Vancomycin hydrochloride

• CAS: 1404-93-9
• Catalog Number: ACM1404939
• Category: Inhibitors
• Description: Vancomycin hydrochloride is an antibiotic for the treatment of bacterial infections. It acts by inhibiting the second stage of cell wall synthesis of susceptible bacteria. Vancomycin also alters the permeability of the cell membrane and selectively inhibits ribonucleic acid synthesis.

Case Study

Chitosan-Coated Vancomycin Hydrochloride Liposomes

Yang, Zhenlei, et al. International journal of pharmaceutics, 2015, 495(1), 508-515.

Vancomycin hydrochloride is a water-soluble antibiotic for treating Gram-positive bacterial infections (osteomyelitis, arthritis, endocarditis, pneumonia etc. To enhance therapeutic effectiveness of vancomycin hydrochloride and minimise side-effects (nephrotoxicity in particular), this article invented a chitosan-capped liposome (c-Lips) for administration by intravenous administration of vancomycin hydrochloride (VANH). Injectable c-VANH-Lips could be an attractive vector for VANH for therapeutic targeting Gram-positive bacterial infections and nephrotoxicity.
Preparation procedure of c-VANH-Lips
· The lipid and aqueous fractions were prepared separately. For the lipid phase, 65 mg of soy lecithin and 10 mg of cholesterol were exact measured and mixed in 2 mL of chloroform. The aqueous phase of VANH solution (10 mg/mL) was slowly injected into the lipid phase through a microinjector. It was then sonicated in an ultrasonic bath at room temperature to form a first emulsion.
· Next, the organic solvent was evaporated using a rotary evaporator at 45°C under reduced pressure. To hydrate the mixture, 7.5 mL of distilled water was incorporated and allowed to sit for an additional 5 minutes at controlled temperature. Following this, the liposomal suspension was uniformly dispersed using ultrasound.
· The c-VANH-Lips were subsequently formed through electrostatic deposition, where chitosan was dissolved in 1% acetic acid (v/v) to prepare the chitosan solution. This solution was then diluted with sodium acetate buffer (pH 4.5) and added dropwise to the previously prepared liposome suspension while being stirred magnetically for 30 minutes, resulting in the formation of c-VANH-Lips.

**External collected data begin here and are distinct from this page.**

PR #103, opened 2026-07-28
`InvalidArgumentError`: the argument exists, the value cannot mean anything

nstfkc:
Completes **#61**. Stacked on #102, which made the guidance sentence required — hence the base, so the diff here is only the new class and its conversions.

## The taxonomy

```
not implemented yet     UnsupportedQueryError      wait for a release
decided against         UnsupportedByDesignError   change the call        (#78)
implemented, bad value  InvalidArgumentError       fix the value
```

The third is what "yet" was wrong about **four separate times** — #82, #88, #100 and #101 each corrected it at their own call site before #61 was found to own the problem.

`take: "-2"` is the clearest case. It said *"gemi ORM does not support 'take' yet"* — wrong on both halves: it does, and there is nothing to wait for. It sent the caller to a changelog when the fix was one character in their own code. Now:

```
Invalid 'take' (User.findMany). Expected an integer, got "-2".
```

## This note asked for it, and is resolved by it

#88 left the error type deliberately wrong in `paginate.ts`:

> **The error type is wrong here, and deliberately left wrong until #78 lands.** … Validation is a fourth category again — not unimplemented, not a design refusal of a feature, but invalid input — so the fix is a category, not a reworded string, and inventing one here while #78 is in flight would be the second copy this function exists to avoid.

#78 landed the by-design half; this is the third class it predicted. The marker has been **replaced by what it asked for** rather than deleted — which is what a deferral note is for.

## How the 36 sites were chosen

By their own detail. A refusal already saying what a valid value looks like — *"Expected an integer"*, *"Expected 'asc' or 'desc'"*, *"Expected an object of fields"* — is by definition one where the argument exists and the value does not fit. That made the selection checkable rather than a judgement call per site.

## Extends `UnsupportedQueryError`

So every existing `catch` and every test asserting the base class is unaffected — **959 tests passed before a single assertion was touched**. That property is what lets a taxonomy be added to a shipped ORM without a breaking change: the specific classes are for the reader, the base class is for the handler. Same choice `UnsupportedByDesignError` made.

## Tests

Enhancement of Permeation for Transdermal Administration of Vancomycin HCl

Datta, Deepanjan, et al. International Journal of Pharmaceutics, 2021, 602, 120663.

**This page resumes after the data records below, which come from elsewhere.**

PR #104, opened 2026-07-28
Nested `set`, which means "replace the set I can see"

nstfkc:
The last of #65's item three. **Stacked on #101.**

## The operand that appears to fail the line

`set` detaches whatever is currently linked before attaching what was named — so it acts on rows the *call* did not name, which is the half of #94's boundary that `disconnect` and `delete` pass and `updateMany` does not.

**#83 already answered it.** Its implicit many-to-many `set` had the identical problem, and the fix was to give the disconnect a *lookup*: read the linked rows through the child's own `findMany`, and clear only the ones the caller can see. The refusal's stated reason — *"it replaces the whole set, so it has to disconnect what is there now"* — was accurate about the difficulty and stale about the answer.

So `set` means **"replace the set I can see"**: a row the caller cannot see stays attached rather than being silently detached. That is the same choice `disconnect` makes one operand over, and the opposite of what an unscoped clear would do.

## Three behaviours the name does not suggest

Measured against Prisma before implementing — none of them guessable:

```
set [one of two]                the unnamed row's key becomes null
set [another parent's row]      it is repointed here, exactly as `connect` does
set [a row that does not exist] silently ignored — no error
```

The last decides an implementation detail: the attach half is an `updateMany` rather than the `update` a nested `connect` uses, because Prisma does not raise and matching it means not raising either.

## Tests

Four differential cases, one per behaviour above plus `set: []`.

Two policy tests, and the second is the one that keeps the first honest: with **no** policy on the child, `set` clears everything — Prisma's `set` exactly. Without it, "scope everything away" would pass the scoped test alone.

The scoped one is verified red by making the clear unscoped and watching the other tenant's row lose its link:

```
× set replaces only the links the caller can see
```

## Inherited limitation

`set` writes the child's foreign key on both halves, so it inherits **#98** exactly as `connect` does: a child whose policy scopes on that column is refused by the scope-escape guard. **#99** fixes that for every relation operand at once, and this needs no change when it lands.

## Housekeeping

`set` comes out of the refused list in `write.test.ts`, and the "a refusal explains what the operand would take" case is repointed at `updateMany` — whose reason now carries the line on its own: it names a *predicate* rather than a row.

## Verification

941 unit tests. Template suite green on SQLite (522) and Postgres 16 (777), with only the pre-existing `generated.test.ts` linkage probe failing. `tsc` clean; oxlint clean.

## What is left on #65

`updateMany` and `upsert`. The first names a predicate rather than a row, which is the half of the boundary that has not moved; the second needs to know which branch ran from inside a nested step. Both reasons are stated in `REFUSED` and neither has been shown stale.

### DIFF
--- a/docs/orm.md
+++ b/docs/orm.md
@@ -296,6 +296,7 @@ await List.create({
 | `disconnect` | Clears the link. `true` on a to-one; a unique key, or a list of them, on a to-many. The column has to be nullable. |
 | `delete` | Deletes the named rows outright, not just the link. |
 | `update` | Writes your columns to the named row. The child's own `onUpdate` and scope rules apply to the payload. |
+| `set` | Replaces the whole set — detaches what is linked now, attaches what you name. |
 
 Which direction a nested write runs in is decided by **who holds the foreign key**. When this model
 holds it, the far row is resolved or created *first* and collapses into one more column. When the
@@ -336,8 +337,13 @@ is judged by the child's policies. Naming a column the child scopes on is refuse
 would be at the top level. On a to-one both spellings work, `update: { … }` and
 `update: { data: { … } }`, because Prisma accepts both.
 
-Everything else in Prisma's nested grammar — `set`, `updateMany`, `upsert`, `deleteMany` — is
-refused, by name and with the reason. The line is **which rows an
+`set` is the one supported operand that acts on rows you did **not** name, so it means *replace the
+set I can see*: it detaches the linked rows your policies let you read, and leaves the rest attached.
+With no policy on the child that is Prisma's `set` exactly. Two of its behaviours are worth knowing
+because the name does not suggest them — it will repoint a row belonging to another parent, exactly
+as `connect` does, and it silently ignores a named row that does not exist.
+
+Everything else in Prisma's nested grammar — `updateMany`, `upsert`, `deleteMany` — is refused, by name and with the reason. The line is **which rows an
 operand can name, and whose columns it writes**: everything supported names its rows (a new one, or
 one you identified by unique key) and writes either a whole new row or one foreign key the ORM
 chose. `set`, `disconnect`, `delete`, `deleteMany` and `updateMany` act on rows the call did not
--- a/packages/gemi/orm/compile/nested-writes.ts
+++ b/packages/gemi/orm/compile/nested-writes.ts
@@ -75,6 +75,7 @@ const SUPPORTED = new Set([
   "disconnect",
   "delete",
   "update",
+  "set",
 ]);
 
 /**
@@ -85,7 +86,7 @@ const SUPPORTED = new Set([
  * row that does not exist yet. Refused here rather than accepted and made a
  * no-op, so a caller who wrote one on the wrong operation hears about it.
  */
-const EXISTING_ROW_ONLY = new Set(["disconnect", "delete", "update"]);
+const EXISTING_ROW_ONLY = new Set(["disconnect", "delete", "update", "set"]);
 
 /** Statements that insert a new row, so nothing is linked to it yet. */
 const CREATE_ONLY_STATEMENTS = new Set(["create", "createMany"]);
@@ -100,7 +101,6 @@ const CREATE_ONLY_STATEMENTS = new Set(["create", "createMany"]);
  * key, and none of it has to reason about what was there before.
  */
 const REFUSED: Record<string, string> = {
-  set: `It replaces the whole set, so it has to disconnect what is there now.`,
   deleteMany: `It deletes rows this call did not name.`,
   updateMany:
     `It writes caller-supplied columns to rows this call did not name — a ` +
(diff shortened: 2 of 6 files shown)


nstfkc:
## Review — nested `set` (the last of #65's item three)

Read the diff against its true base (`6bf83e7`, #101) — 6 files, +225.

The argument is right and it is the same one #83 discovered: `set` looks like it fails #94's boundary, and the answer is to give the detach a lookup so it *does* name its rows. "Replace the set I can see" is the correct reading, and a hidden row staying attached is the same choice `disconnect` makes one operand over.

The three measured behaviours are all ones I would have got wrong from the name — particularly that a nonexistent row is **silently ignored**, and that this is what forces `updateMany` rather than the `update` a nested `connect` uses. That is an implementation detail falling out of a measurement rather than a preference.

**Both halves are scoped, and I checked the one that matters.** The attach is `updateMany` on the caller's key, and `assertNamedRows` calls `matchUniqueKey` per entry at plan time — so `set: [{ role: "admin" }]` cannot repoint every matching row, which is the failure an `updateMany` on an unvalidated filter would otherwise allow. The clear is un-pre-scoped, so the child's own policy narrows it.

The second policy test — no policy on the child, `set` clears everything, Prisma's `set` exactly — is what keeps the first honest, and it is the same pin #96 used for both operands. Without it, "scope everything away" passes the scoped test.

### The `findMany` is not the mechanism its comment claims, and is not load-bearing

```ts
// Everything currently linked *that this caller can see*. Not
// pre-scoped, which is the whole mechanism: the child's own policies
// decide what "currently linked" means for this caller.
const linked = await executor.exec(relation.model, "findMany", …, false)

if (linked.length > 0) {
  await executor.exec(relation.model, "updateMany",
    { where: { [childField]: parentKey }, data: { [childField]: null } }, false)
}
```

The result is used only as `linked.length > 0`. The clear that follows re-derives the same set from the same `where` and is *itself* un-pre-scoped, so the scoping the comment credits to the `findMany` is actually done by the `updateMany` — which would apply the child's policy identically with the read removed.

Removing it entirely and letting the clear run unconditionally:

```
baseline                          21 passed
findMany + guard deleted          21 passed
```

Which is what you would expect: an `updateMany` matching nothing is a no-op, so the guard cannot change an outcome. What it changes is cost — it saves one statement when *nothing* is linked and adds one whenever something is, and a parent with existing links is the case `set` exists for. That is the wrong way round on a repo that counts statements deliberately, and the same shape as #83's `set`, where the fix was to collapse N statements into one.

Two ways to resolve it, and the choice is about what the comment should say:

- **Drop it.** The behaviour is identical, one round trip cheaper in the common case, and the scoping story becomes "the clear is un-pre-scoped", which is both simpler and true.
- **Keep it and use it** — clear by the ids it returned rather than re-deriving the set. That makes the comment accurate and makes the read pay for itself, at the cost of an `in` list bounded by the link count.

Either is fine; the current shape is the one where the comment describes the first and the code does neither.

Nothing else outstanding. The #98 note is accurate — `set` inherits it exactly as `connect` does, and #99 fixes both at once with no change needed here.

nstfkc:
### Merge-order note for the nested-write stack, now that #83 has landed

Posting on this one because it is the top of the stack and therefore the branch that inherits the reconciliation — but it applies to #94, #96 and #101 equally, and none of the four can see it from inside itself.

`feat/orm` (`4c87d21`) now carries #83's implicit many-to-many path, which routes **before** the ordinary operand dispatch — `planOne` checks `link.join` first and returns, so the m2m branch never consults `SUPPORTED` at all. It has its own set:

```
feat/orm   JOIN_TABLE_SUPPORTED = { connect, disconnect, set, create }
```

None of the four stacked branches reference that constant — they were all cut before #83 merged, so it does not exist in their trees:

```
feat/orm-connect-or-create   0 refs
feat/orm-disconnect-delete   0 refs
feat/orm-nested-update       0 refs
feat/orm-nested-set          0 refs
```

So once the stack lands, the two paths diverge silently:

| operand | ordinary relation | implicit m-n |
| --- | --- | --- |
| `connect` | ✓ | ✓ |
| `create` | ✓ | ✓ |
| `disconnect` | ✓ (#96) | ✓ |
| `set` | ✓ (#104) | ✓ |
| `connectOrCreate` | ✓ (#94) | ✗ |
| `createMany` | ✓ | ✗ |
| `delete` | ✓ (#96) | ✗ |
| `update` | ✓ (#101) | ✗ |

Nothing fails to compile and no test notices — a caller writing `update` through an implicit m-n just gets `planJoinTable`'s refusal listing four operands, while the identical spelling works on an ordinary relation one line away.

**Some of those gaps are right and should stay.** `delete` through a join table means deleting the far row rather than the link, which is different work and is exactly the distinction `disconnect` versus `delete` draws elsewhere. `createMany` needs the join rows as well as the child rows. Those are decisions; they are just not currently *stated* anywhere, because the branch that would state them does not know the other set exists.

Two things worth doing on whichever merges last:

- Reconcile the two sets deliberately, with the asymmetries named — the `REFUSED` table is the established shape for that, and it already carries a reason per operand.
- Note that `set` now has **two implementations**: #83's join-table one and #104's. They agree semantically, which is the good news — #83's scoped delete and this PR's "replace the set I can see" landed on the same rule from opposite directions — but they are separate code paths with one name, and the thing that keeps them in step today is that both were reasoned to the same place rather than sharing anything.

Recording it here rather than as a comment on all four.

nstfkc:
### The divergence is live on `feat/orm` now

#94 merged, so the split I flagged above is no longer hypothetical. On `origin/feat/orm` (`4280351`):

```
SUPPORTED              connect, connectOrCreate, create, createMany
JOIN_TABLE_SUPPORTED   connect, disconnect, set, create
```

Compiled against the template's own models, an ordinary relation and an implicit m-n now disagree in **both** directions:

```
m-n   tags.disconnect          ACCEPTED
ord.  accounts.disconnect      refused
m-n   tags.set                 ACCEPTED
ord.  accounts.set             refused
m-n   tags.connectOrCreate     refused
ord.  accounts.connectOrCreate ACCEPTED
```

The first two are the surprising ones: `disconnect` and `set` work *through a join table* today and are refused on an ordinary relation, which is backwards from what anyone would guess and is what a caller meets on `feat/orm` right now. #96 and #104 close that half when they land; `connectOrCreate` and `createMany` on the m-n side have nothing queued.

Nothing here is broken — every case is a clear refusal rather than a wrong result. It is a coherence question, and the reason to raise it now is that it is only visible from outside all four branches.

Vancomycin hydrochloride (VH) is very difficult to apply or transmit topically or transdermally, as it has a very high molecular weight and extreme hydrophilicity. This paper examined how permeation enhancers (co- and pre-treatment with chemical permeability enhancers (oleic acid (OA) and palmitic acid (PA)) affected VH permeation through intact and tape-stripped skin.
Evaluation methods and results
It was investigated skin permeation with an excision of porcine skin and a Franz diffusion cell. Continuous anodic iontophoresis was used to boost skin absorption of VH. Pharmacokinetic studies were conducted in Sprague-Dawley rats following topical administration of VH products.
Free VH exhibited negligible skin permeation in the porcine model. However, pharmacokinetic studies revealed that VH could permeate rat skin. Co-treatment of skin with VH and PA resulted in significantly greater permeation enhancement compared to co-treatment with VH and oleic acid (OA). Furthermore, simultaneous application of VH and PA was more effective than sequential application (pre-treating with PA followed by VH). Tape-stripping the skin prior to application of VH and PA further enhanced permeation. A clinically desired plasma concentration of VH was achieved by combining the chemical permeation enhancer PA with skin tape-stripping. While anodic iontophoresis increased VH permeation, it was less effective than the combination of PA and tape-stripping.